____ DATASET CONTENT

Issue #619, opened 2025-04-03
3D pt. 2 - Show other volume channels in addition to segmentations.


ShrimpCryptid:
## Use Case

Scientists want to validate segmentations against the original 3D data. One way to do this is allowing other channels to be included in the dataset. 

The analogue with our 2D datasets is our backdrop images, which allow you to compare 2D segmentations against original data.

## Acceptance Criteria

- [x] Treat additional channels in the Zarr (not designated as the segmentation channel) as backdrop channels.
- [x] Allow backdrop channels to be toggled on/off from the onscreen backdrop button and the settings tab.
- [x] Remap existing backdrop controls per channel (brightness, saturation(?), segmentation opacity)
  - [x] Update settings UI 

## Details

Questions for UX:
- What controls do users need for additional channels?
  - Do users need more than one backdrop channel to be enabled at a time?
  - Global vs. specific to a channel?
  - Coloring/LUT/etc.
- What existing controls for backdrops can we reuse?
- Does "backdrops" still make sense for these additional channels?

ShrimpCryptid:
Potential spec for backdrop channels:
```
{
  source: "https://something-else.url/ome.zarr",
  segmentationChannel: 0,
  totalFrames: 0,
  backdrops: [
     {
        source: "https://something.url/ome.zarr",
        name: "My Channel",
        description: "Some description of channel content",
        channelIndex: 0,
     }
  ]
}
```

ShrimpCryptid:
Initial attempts at blending backdrop + segmentation channels are rendering but are not super useful. Consider writing a new volume renderer for handling segmentations.

jennifermccarty:
Per Peyton - 60-70% done.

PR #780, opened 2025-10-01
feat: Default channel palettes vary by channel quantity (channels pt. 4)

ShrimpCryptid:
Problem
=======
Part 4 of 5 for #619, "Show other channels in addition to segmentations."

Solution
========
- Added default colors for background channels, which vary based on the number of channels in the dataset.
  - 1 channel: white
  - 2 channels: magenta, green
  - 3 channels: magenta, yellow, cyan

## Type of change

Steps to Verify:
----------------
Testing URL saving
1. Open the preview link:
2. You should see the following settings in the channel settings:
3. 

Screenshots (optional):
-----------------------

-----------------------
1. main file/entry point
4. other important file

Thanks for contributing!

### DIFF
--- a/src/state/slices/channel_slice.ts
+++ b/src/state/slices/channel_slice.ts
@@ -4,11 +4,47 @@ import { StateCreator } from "zustand";
 import { ChannelRangePreset } from "../../colorizer/types";
 import { SerializedStoreData, SubscribableStore } from "../types";
 import { addDerivedStateSubscriber } from "../utils/store_utils";
+import { CollectionSlice } from "./collection_slice";
 import { DatasetSlice } from "./dataset_slice";
+
+import { Backdrop3dData } from "../../colorizer/Dataset";
+
+const WHITE = new Color(1, 1, 1);
+const MAGENTA = new Color(1, 0, 1);
+const CYAN = new Color(0, 1, 1);
+const YELLOW = new Color(1, 1, 0);
+const GREEN = new Color(0, 1, 0);
+
+const ONE_CHANNEL_PALETTE = [WHITE];
+const TWO_CHANNEL_PALETTE = [MAGENTA, GREEN];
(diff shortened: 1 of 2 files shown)


src/state/slices/channel_slice.ts
```diff
@@ -4,11 +4,47 @@ import { StateCreator } from "zustand";
...
+  } else if (totalChannels === 2) {
+    return TWO_CHANNEL_PALETTE[index] ?? WHITE;
+  } else {
+    return THREE_CHANNEL_PALETTE[index] ?? WHITE;
+  }
+}
+
+function getDefaultChannelSetting(index: number, totalChannels: number, backdropData?: Backdrop3dData): ChannelSetting {
+  return {
+    visible: index < 3,
```
interim17: Three visible channels is the limit? Maybe put the int 3 in a constant, and just confirming that `getDefaultColorForChannel` doesn't need another case for `totalChannels > 3`

ShrimpCryptid: If there are more than 3 channels, they'll be assigned white as a default.

ShrimpCryptid: It would probably be interesting to have more colors we default to in the future? But for now behavior is only specified for the first three.

src/state/slices/channel_slice.ts
```diff
@@ -56,32 +92,39 @@ export const createChannelSlice: StateCreator<ChannelSlice, [], [], ChannelSlice
...
+  );
+
   // When the dataset updates, create a number of default channel settings equal
-  // to the number of backdrop channels in the dataset.
+  // to the number of backdrop channels in the dataset. Preserve existing settings
+  // for channels that currently exist.
   addDerivedStateSubscriber(
     store,
     (state) => ({ dataset: state.dataset }),
     ({ dataset }) => {
```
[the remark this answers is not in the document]
ShrimpCryptid: Probably not if only one parameter is being passed in!

PR #850, opened 2026-02-02
fix: Encode special characters in internal file paths

### LINKED ISSUE #412: `/allen` paths with spaces or special characters fail to load
## Description

Goutham ran into a bug where the viewer failed to load datasets submitted by a PairUp scientist. The names were something like: `feature_manifest_1 uM Capsaicin BTX_Stress_NTG F#1.1_aligned_maxproject.csv`

He was able to fix it by removing both the spaces and the `#` symbols.

## Expected Behavior

This is kind of arguable, because the `/allen` path is only in use internally. It seems like the server we're using knows how to unescape the characters (so `https://dev-aics-dtp-001.int.allencell.org/assay-dev/users/Goutham/pairup_chris_results/colorizer_outputs/feature_manifest_1%20uM%20Capsaicin%20BTX_Stress_NTG%20F%231.1_aligned_maxproject.csv%2Fmanifest.json`) worked fine.

We should attempt to escape the URL characters before loading the file.

## Reproduction

## Environment

ShrimpCryptid:
Problem
=======
Closes #412, "`/allen` paths with spaces or special characters fail to load."

Solution
========
- Fixed a bug where paths with special characters (spaces, hashes, etc.) could not be loaded.
- Added unit tests.

## Type of change

Steps to Verify:
----------------
1. Copy the Vast path of a test dataset: 
```txt
/allen/aics/users/peyton.lee/test-data/My Test Data/Special Folder #15934/manifest.json
```
2. Open the (bugged) public build: https://timelapse.allencell.org/
3. Click **Load**, paste in the test dataset path, and attempt to load it. The load will fail due to a 404 error.
4. Open the fixed preview build: https://allen-cell-animated.github.io/timelapse-colorizer/pr-preview/pr-850/
5. Repeat step 3. The dataset will load.

### DIFF
--- a/tests/url_utils.test.ts
+++ b/tests/url_utils.test.ts
@@ -90,7 +90,7 @@ describe("convertAllenPathToHttps", () => {
     );
   });
 
-  it("replaces special characters", () => {
+  it("Replaces special characters", () => {
     expect(convertAllenPathToHttps("/allen/aics/some_resource/&*#$@^~!.json")).to.equal(
       `${VAST_FILES_URL}some_resource/%26*%23%24%40%5E~!.json`
     );


frasercl (approved):

meganrm (approved):
looks great!

PR #875, opened 2026-02-12
refactor: Store 2D/3D view mode flag in state

ShrimpCryptid:
Problem
=======
Previously, several parts of the UI would respond based on whether the dataset was 3D or 2D. However, they all were performing versions of the same logic in many different places, which meant that very simple components (like a button toggle) needed to know the high-level logic of whether a dataset is considered 3D.

This PR adds a derived flag to state that updates based on whether the dataset is 3D or 2D. This also adds the possibility in the future of supporting switching between 2D and 3D versions of the same dataset in the future.

Solution
========
- Added `viewMode` enum to `dataset_slice`, which updates on Dataset change based on whether the Dataset has 3D data.
- Updated current checks for `dataset.has3dFrames` to use `viewMode` state value instead.

Steps to Verify:
----------------
1. Open PR preview: https://allen-cell-animated.github.io/timelapse-colorizer/pr-preview/pr-875/viewer?collection=https%3A%2F%2Fraw.githubusercontent.com%2Fallen-cell-animated%2Ftimelapse-colorizer%2Frefs%2Fheads%2Ftest-datasets%2Fdocs%2Fnucmorph-zarr%2Fcollection.json
2. Check that the image button shows the Channels UI when hovered:
image

3. Change the dataset to "Small 2D".
4. Check that the image button shows the backdrops UI when hovered:
image


ascibisz (approved):

toloudis (approved):
Its kind of hard to tell how big an improvement this is, as it looks about the same amount of code, just checking different things.   But it does seem a bit cleaner and more specific. LGTM!!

________

→ **TASK DESCRIPTION**: Reproduce each line above exactly.

→ **OUTPUT OF THE EXERCISE**:
Issue #619, opened 2025-04-03
3D pt. 2 - Show other volume channels in addition to segmentations.


ShrimpCryptid:
## Use Case

Scientists want to validate segmentations against the original 3D data. One way to do this is allowing other channels to be included in the dataset. 

The analogue with our 2D datasets is our backdrop images, which allow you to compare 2D segmentations against original data.

## Acceptance Criteria

- [x] Treat additional channels in the Zarr (not designated as the segmentation channel) as backdrop channels.
- [x] Allow backdrop channels to be toggled on/off from the onscreen backdrop button and the settings tab.
- [x] Remap existing backdrop controls per channel (brightness, saturation(?), segmentation opacity)
  - [x] Update settings UI 

## Details

Questions for UX:
- What controls do users need for additional channels?
  - Do users need more than one backdrop channel to be enabled at a time?
  - Global vs. specific to a channel?
  - Coloring/LUT/etc.
- What existing controls for backdrops can we reuse?
- Does "backdrops" still make sense for these additional channels?

ShrimpCryptid:
Potential spec for backdrop channels:
```
{
  source: "https://something-else.url/ome.zarr",
  segmentationChannel: 0,
  totalFrames: 0,
  backdrops: [
     {
        source: "https://something.url/ome.zarr",
        name: "My Channel",
        description: "Some description of channel content",
        channelIndex: 0,
     }
  ]
}
```

ShrimpCryptid:
Initial attempts at blending backdrop + segmentation channels are rendering but are not super useful. Consider writing a new volume renderer for handling segmentations.

jennifermccarty:
Per Peyton - 60-70% done.

PR #780, opened 2025-10-01
feat: Default channel palettes vary by channel quantity (channels pt. 4)

ShrimpCryptid:
Problem
=======
Part 4 of 5 for #619, "Show other channels in addition to segmentations."

Solution
========
- Added default colors for background channels, which vary based on the number of channels in the dataset.
  - 1 channel: white
  - 2 channels: magenta, green
  - 3 channels: magenta, yellow, cyan

## Type of change

Steps to Verify:
----------------
Testing URL saving
1. Open the preview link:
2. You should see the following settings in the channel settings:
3. 

Screenshots (optional):
-----------------------

-----------------------
1. main file/entry point
4. other important file

Thanks for contributing!

### DIFF
--- a/src/state/slices/channel_slice.ts
+++ b/src/state/slices/channel_slice.ts
@@ -4,11 +4,47 @@ import { StateCreator } from "zustand";
 import { ChannelRangePreset } from "../../colorizer/types";
 import { SerializedStoreData, SubscribableStore } from "../types";
 import { addDerivedStateSubscriber } from "../utils/store_utils";
+import { CollectionSlice } from "./collection_slice";
 import { DatasetSlice } from "./dataset_slice";
+
+import { Backdrop3dData } from "../../colorizer/Dataset";
+
+const WHITE = new Color(1, 1, 1);
+const MAGENTA = new Color(1, 0, 1);
+const CYAN = new Color(0, 1, 1);
+const YELLOW = new Color(1, 1, 0);
+const GREEN = new Color(0, 1, 0);
+
+const ONE_CHANNEL_PALETTE = [WHITE];
+const TWO_CHANNEL_PALETTE = [MAGENTA, GREEN];
(diff shortened: 1 of 2 files shown)


src/state/slices/channel_slice.ts
```diff
@@ -4,11 +4,47 @@ import { StateCreator } from "zustand";
...
+  } else if (totalChannels === 2) {
+    return TWO_CHANNEL_PALETTE[index] ?? WHITE;
+  } else {
+    return THREE_CHANNEL_PALETTE[index] ?? WHITE;
+  }
+}
+
+function getDefaultChannelSetting(index: number, totalChannels: number, backdropData?: Backdrop3dData): ChannelSetting {
+  return {
+    visible: index < 3,
```
interim17: Three visible channels is the limit? Maybe put the int 3 in a constant, and just confirming that `getDefaultColorForChannel` doesn't need another case for `totalChannels > 3`

ShrimpCryptid: If there are more than 3 channels, they'll be assigned white as a default.

ShrimpCryptid: It would probably be interesting to have more colors we default to in the future? But for now behavior is only specified for the first three.

src/state/slices/channel_slice.ts
```diff
@@ -56,32 +92,39 @@ export const createChannelSlice: StateCreator<ChannelSlice, [], [], ChannelSlice
...
+  );
+
   // When the dataset updates, create a number of default channel settings equal
-  // to the number of backdrop channels in the dataset.
+  // to the number of backdrop channels in the dataset. Preserve existing settings
+  // for channels that currently exist.
   addDerivedStateSubscriber(
     store,
     (state) => ({ dataset: state.dataset }),
     ({ dataset }) => {
```
[the remark this answers is not in the document]
ShrimpCryptid: Probably not if only one parameter is being passed in!

PR #850, opened 2026-02-02
fix: Encode special characters in internal file paths

### LINKED ISSUE #412: `/allen` paths with spaces or special characters fail to load
## Description

Goutham ran into a bug where the viewer failed to load datasets submitted by a PairUp scientist. The names were something like: `feature_manifest_1 uM Capsaicin BTX_Stress_NTG F#1.1_aligned_maxproject.csv`

He was able to fix it by removing both the spaces and the `#` symbols.

## Expected Behavior

This is kind of arguable, because the `/allen` path is only in use internally. It seems like the server we're using knows how to unescape the characters (so `https://dev-aics-dtp-001.int.allencell.org/assay-dev/users/Goutham/pairup_chris_results/colorizer_outputs/feature_manifest_1%20uM%20Capsaicin%20BTX_Stress_NTG%20F%231.1_aligned_maxproject.csv%2Fmanifest.json`) worked fine.

We should attempt to escape the URL characters before loading the file.

## Reproduction

## Environment

ShrimpCryptid:
Problem
=======
Closes #412, "`/allen` paths with spaces or special characters fail to load."

Solution
========
- Fixed a bug where paths with special characters (spaces, hashes, etc.) could not be loaded.
- Added unit tests.

## Type of change

Steps to Verify:
----------------
1. Copy the Vast path of a test dataset: 
```txt
/allen/aics/users/peyton.lee/test-data/My Test Data/Special Folder #15934/manifest.json
```
2. Open the (bugged) public build: https://timelapse.allencell.org/
3. Click **Load**, paste in the test dataset path, and attempt to load it. The load will fail due to a 404 error.
4. Open the fixed preview build: https://allen-cell-animated.github.io/timelapse-colorizer/pr-preview/pr-850/
5. Repeat step 3. The dataset will load.

### DIFF
--- a/tests/url_utils.test.ts
+++ b/tests/url_utils.test.ts
@@ -90,7 +90,7 @@ describe("convertAllenPathToHttps", () => {
     );
   });
 
-  it("replaces special characters", () => {
+  it("Replaces special characters", () => {
     expect(convertAllenPathToHttps("/allen/aics/some_resource/&*#$@^~!.json")).to.equal(
       `${VAST_FILES_URL}some_resource/%26*%23%24%40%5E~!.json`
     );


frasercl (approved):

meganrm (approved):
looks great!

PR #875, opened 2026-02-12
refactor: Store 2D/3D view mode flag in state

ShrimpCryptid:
Problem
=======
Previously, several parts of the UI would respond based on whether the dataset was 3D or 2D. However, they all were performing versions of the same logic in many different places, which meant that very simple components (like a button toggle) needed to know the high-level logic of whether a dataset is considered 3D.

This PR adds a derived flag to state that updates based on whether the dataset is 3D or 2D. This also adds the possibility in the future of supporting switching between 2D and 3D versions of the same dataset in the future.

Solution
========
- Added `viewMode` enum to `dataset_slice`, which updates on Dataset change based on whether the Dataset has 3D data.
- Updated current checks for `dataset.has3dFrames` to use `viewMode` state value instead.

Steps to Verify:
----------------
1. Open PR preview: https://allen-cell-animated.github.io/timelapse-colorizer/pr-preview/pr-875/viewer?collection=https%3A%2F%2Fraw.githubusercontent.com%2Fallen-cell-animated%2Ftimelapse-colorizer%2Frefs%2Fheads%2Ftest-datasets%2Fdocs%2Fnucmorph-zarr%2Fcollection.json
2. Check that the image button shows the Channels UI when hovered:
image

3. Change the dataset to "Small 2D".
4. Check that the image button shows the backdrops UI when hovered:
image


ascibisz (approved):

toloudis (approved):
Its kind of hard to tell how big an improvement this is, as it looks about the same amount of code, just checking different things.   But it does seem a bit cleaner and more specific. LGTM!!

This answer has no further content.